WHAT IS REQUIRED: Pull every line that includes the word "give" out of the data below and copy it.

DATASET ENTRIES:
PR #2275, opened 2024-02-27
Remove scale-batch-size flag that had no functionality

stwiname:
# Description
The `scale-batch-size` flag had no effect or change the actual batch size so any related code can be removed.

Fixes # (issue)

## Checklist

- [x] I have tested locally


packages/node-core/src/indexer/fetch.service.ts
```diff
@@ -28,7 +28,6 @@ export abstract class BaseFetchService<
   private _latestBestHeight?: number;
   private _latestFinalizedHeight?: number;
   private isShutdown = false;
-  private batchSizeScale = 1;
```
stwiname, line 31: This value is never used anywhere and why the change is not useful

==

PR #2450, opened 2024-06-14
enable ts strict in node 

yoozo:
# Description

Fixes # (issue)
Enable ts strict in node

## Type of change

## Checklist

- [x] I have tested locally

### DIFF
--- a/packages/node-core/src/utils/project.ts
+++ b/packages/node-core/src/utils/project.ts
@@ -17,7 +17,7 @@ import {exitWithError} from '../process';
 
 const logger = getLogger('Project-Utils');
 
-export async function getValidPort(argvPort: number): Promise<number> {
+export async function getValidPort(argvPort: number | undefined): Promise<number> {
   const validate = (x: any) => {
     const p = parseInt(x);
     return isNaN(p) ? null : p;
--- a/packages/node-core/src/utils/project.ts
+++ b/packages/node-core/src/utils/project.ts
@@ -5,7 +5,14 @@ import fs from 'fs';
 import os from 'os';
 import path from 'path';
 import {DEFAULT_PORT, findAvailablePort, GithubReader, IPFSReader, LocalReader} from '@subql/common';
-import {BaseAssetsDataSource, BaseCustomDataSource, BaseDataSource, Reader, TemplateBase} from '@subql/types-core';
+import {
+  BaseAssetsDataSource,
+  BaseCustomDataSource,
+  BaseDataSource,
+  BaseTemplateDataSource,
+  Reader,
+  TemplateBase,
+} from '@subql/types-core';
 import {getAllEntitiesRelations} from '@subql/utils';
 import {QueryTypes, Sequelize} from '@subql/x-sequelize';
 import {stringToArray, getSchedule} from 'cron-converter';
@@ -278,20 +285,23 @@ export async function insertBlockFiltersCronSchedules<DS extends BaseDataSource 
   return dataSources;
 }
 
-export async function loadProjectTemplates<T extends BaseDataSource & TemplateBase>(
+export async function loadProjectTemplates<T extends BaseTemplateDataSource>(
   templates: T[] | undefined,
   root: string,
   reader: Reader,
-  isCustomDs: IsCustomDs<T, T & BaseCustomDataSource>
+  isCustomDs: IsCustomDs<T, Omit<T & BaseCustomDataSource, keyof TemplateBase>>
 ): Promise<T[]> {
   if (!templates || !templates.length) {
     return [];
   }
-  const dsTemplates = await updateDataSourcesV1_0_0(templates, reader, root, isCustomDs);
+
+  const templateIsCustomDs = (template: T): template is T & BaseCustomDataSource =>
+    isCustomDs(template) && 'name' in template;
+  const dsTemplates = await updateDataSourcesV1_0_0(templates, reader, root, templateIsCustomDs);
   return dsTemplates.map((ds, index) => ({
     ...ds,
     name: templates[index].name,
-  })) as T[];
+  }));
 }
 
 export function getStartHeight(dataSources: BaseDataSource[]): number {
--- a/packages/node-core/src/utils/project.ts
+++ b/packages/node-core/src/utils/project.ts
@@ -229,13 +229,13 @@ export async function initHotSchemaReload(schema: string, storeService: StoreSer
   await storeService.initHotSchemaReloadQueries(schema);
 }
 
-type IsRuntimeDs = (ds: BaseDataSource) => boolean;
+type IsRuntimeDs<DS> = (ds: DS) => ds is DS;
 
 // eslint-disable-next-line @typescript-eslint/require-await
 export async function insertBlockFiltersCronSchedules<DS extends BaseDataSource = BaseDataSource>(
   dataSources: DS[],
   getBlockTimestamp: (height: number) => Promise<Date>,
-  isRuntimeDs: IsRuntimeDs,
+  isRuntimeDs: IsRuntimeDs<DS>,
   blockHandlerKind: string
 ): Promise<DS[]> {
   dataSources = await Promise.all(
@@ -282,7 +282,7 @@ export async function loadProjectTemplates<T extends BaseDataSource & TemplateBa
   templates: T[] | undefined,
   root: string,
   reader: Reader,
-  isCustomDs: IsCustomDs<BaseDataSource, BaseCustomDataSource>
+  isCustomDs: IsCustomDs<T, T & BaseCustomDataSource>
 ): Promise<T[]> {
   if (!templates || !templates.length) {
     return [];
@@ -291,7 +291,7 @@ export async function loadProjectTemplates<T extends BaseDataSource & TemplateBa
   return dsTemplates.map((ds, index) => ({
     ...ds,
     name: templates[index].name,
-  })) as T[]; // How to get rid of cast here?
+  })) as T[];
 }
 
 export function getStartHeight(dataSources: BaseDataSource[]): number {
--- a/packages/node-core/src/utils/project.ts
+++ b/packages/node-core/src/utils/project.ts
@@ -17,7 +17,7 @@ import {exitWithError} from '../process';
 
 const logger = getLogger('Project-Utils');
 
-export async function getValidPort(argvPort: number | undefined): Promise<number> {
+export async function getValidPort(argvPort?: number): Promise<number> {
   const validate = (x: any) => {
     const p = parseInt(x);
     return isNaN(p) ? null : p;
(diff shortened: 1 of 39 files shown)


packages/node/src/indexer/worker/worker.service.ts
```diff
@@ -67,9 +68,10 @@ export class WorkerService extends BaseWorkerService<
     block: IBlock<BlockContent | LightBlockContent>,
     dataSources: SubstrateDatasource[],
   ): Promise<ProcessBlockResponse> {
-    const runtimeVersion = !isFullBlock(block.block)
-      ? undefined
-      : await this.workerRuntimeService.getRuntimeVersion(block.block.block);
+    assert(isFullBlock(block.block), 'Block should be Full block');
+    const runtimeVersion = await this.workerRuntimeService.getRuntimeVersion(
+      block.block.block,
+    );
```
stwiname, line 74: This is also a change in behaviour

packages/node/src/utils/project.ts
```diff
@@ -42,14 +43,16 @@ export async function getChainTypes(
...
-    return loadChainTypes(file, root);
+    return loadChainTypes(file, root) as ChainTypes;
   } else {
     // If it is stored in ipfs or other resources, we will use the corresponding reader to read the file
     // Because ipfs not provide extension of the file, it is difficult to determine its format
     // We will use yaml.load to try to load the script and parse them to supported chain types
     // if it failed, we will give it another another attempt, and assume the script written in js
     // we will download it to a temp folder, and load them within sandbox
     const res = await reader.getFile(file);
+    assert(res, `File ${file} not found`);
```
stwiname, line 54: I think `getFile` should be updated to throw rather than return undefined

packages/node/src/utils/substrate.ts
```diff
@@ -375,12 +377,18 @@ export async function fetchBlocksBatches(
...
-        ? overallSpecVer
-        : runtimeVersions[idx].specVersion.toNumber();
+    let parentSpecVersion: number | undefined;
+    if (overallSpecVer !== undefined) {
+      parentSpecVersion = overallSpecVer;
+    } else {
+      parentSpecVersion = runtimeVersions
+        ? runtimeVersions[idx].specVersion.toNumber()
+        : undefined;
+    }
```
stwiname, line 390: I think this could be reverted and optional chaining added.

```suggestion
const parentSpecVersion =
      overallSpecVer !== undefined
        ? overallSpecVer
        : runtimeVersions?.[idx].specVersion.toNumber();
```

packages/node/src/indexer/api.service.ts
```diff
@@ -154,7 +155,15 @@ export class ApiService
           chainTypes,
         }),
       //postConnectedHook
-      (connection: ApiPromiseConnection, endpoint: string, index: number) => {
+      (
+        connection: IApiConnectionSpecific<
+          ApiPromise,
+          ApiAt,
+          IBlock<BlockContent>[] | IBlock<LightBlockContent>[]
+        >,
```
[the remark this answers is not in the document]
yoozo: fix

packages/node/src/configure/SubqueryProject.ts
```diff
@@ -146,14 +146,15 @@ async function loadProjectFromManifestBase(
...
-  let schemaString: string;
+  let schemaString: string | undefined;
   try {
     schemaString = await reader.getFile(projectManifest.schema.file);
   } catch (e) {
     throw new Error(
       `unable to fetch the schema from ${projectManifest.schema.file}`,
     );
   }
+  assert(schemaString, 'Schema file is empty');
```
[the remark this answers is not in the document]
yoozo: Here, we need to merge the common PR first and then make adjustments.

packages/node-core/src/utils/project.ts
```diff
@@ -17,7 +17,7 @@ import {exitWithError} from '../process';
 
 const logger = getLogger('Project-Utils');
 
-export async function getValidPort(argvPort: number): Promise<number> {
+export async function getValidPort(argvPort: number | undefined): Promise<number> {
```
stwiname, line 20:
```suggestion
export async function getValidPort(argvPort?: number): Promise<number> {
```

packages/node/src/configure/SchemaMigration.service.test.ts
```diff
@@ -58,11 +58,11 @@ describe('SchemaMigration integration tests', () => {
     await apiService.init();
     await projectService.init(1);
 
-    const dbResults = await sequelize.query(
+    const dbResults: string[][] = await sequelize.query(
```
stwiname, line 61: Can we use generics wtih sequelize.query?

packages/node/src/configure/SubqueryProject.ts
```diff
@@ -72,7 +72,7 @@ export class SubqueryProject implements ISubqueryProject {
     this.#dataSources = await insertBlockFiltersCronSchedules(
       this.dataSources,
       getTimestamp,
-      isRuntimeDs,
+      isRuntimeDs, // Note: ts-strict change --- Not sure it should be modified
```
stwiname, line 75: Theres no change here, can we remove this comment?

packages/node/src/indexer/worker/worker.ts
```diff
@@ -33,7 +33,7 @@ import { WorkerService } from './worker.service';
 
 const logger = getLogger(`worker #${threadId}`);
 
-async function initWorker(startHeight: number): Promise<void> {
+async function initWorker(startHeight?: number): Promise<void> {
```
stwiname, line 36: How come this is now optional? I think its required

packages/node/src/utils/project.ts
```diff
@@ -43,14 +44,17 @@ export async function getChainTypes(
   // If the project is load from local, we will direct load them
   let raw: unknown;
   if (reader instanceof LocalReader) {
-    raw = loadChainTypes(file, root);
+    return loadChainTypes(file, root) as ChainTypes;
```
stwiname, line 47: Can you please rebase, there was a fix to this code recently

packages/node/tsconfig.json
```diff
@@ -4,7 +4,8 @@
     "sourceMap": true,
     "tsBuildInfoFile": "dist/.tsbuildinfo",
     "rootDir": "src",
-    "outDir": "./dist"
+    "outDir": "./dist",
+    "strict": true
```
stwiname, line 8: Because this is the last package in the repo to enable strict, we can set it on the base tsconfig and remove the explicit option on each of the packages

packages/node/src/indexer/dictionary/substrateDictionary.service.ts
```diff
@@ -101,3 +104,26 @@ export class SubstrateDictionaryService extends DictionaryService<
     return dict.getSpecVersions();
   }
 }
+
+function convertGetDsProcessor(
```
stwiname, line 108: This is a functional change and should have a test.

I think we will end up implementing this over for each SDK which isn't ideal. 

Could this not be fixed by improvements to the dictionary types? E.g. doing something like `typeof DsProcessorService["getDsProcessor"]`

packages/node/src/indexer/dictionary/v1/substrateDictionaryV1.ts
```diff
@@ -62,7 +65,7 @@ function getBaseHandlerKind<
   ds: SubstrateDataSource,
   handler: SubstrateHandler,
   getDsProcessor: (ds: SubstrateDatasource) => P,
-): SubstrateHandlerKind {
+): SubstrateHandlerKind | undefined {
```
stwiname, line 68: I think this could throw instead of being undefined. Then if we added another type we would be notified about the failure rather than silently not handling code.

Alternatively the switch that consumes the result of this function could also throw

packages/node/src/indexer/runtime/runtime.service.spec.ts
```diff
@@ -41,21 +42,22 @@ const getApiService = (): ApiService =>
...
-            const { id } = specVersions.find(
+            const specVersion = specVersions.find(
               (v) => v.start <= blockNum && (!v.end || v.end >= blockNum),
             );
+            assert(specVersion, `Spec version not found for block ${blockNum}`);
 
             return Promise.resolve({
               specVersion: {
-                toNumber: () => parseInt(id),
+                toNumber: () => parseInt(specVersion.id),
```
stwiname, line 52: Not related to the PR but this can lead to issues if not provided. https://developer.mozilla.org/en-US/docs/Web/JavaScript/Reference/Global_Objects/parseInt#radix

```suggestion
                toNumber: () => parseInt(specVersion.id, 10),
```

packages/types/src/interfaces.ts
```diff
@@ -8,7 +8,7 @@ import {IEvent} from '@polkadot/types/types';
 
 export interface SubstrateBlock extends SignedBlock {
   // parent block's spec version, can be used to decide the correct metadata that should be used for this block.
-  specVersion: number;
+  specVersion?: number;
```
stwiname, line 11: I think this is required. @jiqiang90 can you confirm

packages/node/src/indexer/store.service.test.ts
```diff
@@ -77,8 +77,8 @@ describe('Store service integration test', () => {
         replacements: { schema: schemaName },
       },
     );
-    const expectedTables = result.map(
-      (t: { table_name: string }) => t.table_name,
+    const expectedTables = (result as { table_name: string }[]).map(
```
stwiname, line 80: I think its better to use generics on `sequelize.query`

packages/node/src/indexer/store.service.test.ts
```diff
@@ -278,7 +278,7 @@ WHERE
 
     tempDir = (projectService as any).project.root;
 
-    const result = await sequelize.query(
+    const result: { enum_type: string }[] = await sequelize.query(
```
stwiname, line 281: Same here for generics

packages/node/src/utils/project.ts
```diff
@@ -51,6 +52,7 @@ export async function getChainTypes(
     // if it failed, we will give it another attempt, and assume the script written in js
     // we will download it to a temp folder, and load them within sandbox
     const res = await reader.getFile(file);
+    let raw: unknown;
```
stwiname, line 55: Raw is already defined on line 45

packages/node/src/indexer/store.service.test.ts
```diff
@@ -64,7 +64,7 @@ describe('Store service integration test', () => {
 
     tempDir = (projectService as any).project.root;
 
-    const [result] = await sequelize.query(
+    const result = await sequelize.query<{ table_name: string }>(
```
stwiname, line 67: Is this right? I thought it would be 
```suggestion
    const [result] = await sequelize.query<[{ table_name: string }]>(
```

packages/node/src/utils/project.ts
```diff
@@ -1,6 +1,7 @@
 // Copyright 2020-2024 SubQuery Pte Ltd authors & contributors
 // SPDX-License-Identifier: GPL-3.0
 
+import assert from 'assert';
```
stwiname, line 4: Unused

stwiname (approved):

EXPECTED OUTPUT:
     // if it failed, we will give it another another attempt, and assume the script written in js
     // if it failed, we will give it another attempt, and assume the script written in js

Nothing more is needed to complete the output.